# [DATA PROVIDED]
▬▬▬▬▬▬
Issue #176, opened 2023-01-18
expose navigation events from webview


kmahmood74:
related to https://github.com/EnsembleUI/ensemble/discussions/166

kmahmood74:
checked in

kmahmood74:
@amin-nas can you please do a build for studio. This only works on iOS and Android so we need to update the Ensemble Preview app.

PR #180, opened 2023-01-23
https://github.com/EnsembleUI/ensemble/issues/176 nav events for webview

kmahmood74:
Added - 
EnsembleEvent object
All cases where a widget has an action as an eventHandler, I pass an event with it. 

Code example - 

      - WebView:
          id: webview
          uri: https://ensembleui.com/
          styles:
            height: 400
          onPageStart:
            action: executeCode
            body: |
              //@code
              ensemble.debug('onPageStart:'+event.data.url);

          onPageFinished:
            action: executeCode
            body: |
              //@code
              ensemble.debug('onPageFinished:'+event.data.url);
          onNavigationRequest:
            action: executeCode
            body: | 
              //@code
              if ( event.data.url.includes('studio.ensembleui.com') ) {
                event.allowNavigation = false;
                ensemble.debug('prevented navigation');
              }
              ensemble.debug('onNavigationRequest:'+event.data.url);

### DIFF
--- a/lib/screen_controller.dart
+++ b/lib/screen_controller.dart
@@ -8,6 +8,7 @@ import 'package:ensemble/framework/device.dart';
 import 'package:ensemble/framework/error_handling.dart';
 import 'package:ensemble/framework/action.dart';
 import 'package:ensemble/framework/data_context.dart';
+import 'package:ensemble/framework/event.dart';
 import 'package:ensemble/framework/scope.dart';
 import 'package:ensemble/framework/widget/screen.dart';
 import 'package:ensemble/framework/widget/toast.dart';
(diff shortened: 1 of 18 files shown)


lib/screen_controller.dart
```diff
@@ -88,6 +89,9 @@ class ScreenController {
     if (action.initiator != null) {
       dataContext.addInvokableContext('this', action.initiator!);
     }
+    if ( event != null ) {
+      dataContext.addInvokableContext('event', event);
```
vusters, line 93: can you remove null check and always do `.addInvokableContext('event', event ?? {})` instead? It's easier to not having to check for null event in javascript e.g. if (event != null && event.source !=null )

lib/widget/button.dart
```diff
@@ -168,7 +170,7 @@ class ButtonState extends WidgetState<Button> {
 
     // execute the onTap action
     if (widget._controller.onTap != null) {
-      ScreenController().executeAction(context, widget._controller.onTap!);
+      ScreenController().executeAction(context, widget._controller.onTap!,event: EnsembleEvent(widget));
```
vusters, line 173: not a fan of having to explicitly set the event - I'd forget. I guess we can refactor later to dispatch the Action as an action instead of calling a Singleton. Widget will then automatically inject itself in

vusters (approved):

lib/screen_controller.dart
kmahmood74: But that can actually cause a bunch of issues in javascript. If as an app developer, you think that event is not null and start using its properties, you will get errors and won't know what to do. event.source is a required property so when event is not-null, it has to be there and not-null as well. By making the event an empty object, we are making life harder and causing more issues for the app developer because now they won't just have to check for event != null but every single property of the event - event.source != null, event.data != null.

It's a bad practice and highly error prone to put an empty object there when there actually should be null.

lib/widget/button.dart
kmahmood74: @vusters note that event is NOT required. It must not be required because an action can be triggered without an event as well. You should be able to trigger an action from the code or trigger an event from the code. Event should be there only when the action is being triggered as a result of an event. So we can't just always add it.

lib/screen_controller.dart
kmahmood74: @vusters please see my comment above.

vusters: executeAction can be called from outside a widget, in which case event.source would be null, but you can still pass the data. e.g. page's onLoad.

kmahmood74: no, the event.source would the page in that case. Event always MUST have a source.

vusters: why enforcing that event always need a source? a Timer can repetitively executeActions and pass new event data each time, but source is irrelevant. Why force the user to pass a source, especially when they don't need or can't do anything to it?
▬▬▬▬▬▬
# [INSTRUCTIONS TO FOLLOW]
The lines from the one containing "kmahmood74: @vusters please" through the final line of the listing above are to be repeated exactly, and nothing else is to be printed.

# [RESULT FOR THIS TASK]
kmahmood74: @vusters please see my comment above.

vusters: executeAction can be called from outside a widget, in which case event.source would be null, but you can still pass the data. e.g. page's onLoad.

kmahmood74: no, the event.source would the page in that case. Event always MUST have a source.

vusters: why enforcing that event always need a source? a Timer can repetitively executeActions and pass new event data each time, but source is irrelevant. Why force the user to pass a source, especially when they don't need or can't do anything to it?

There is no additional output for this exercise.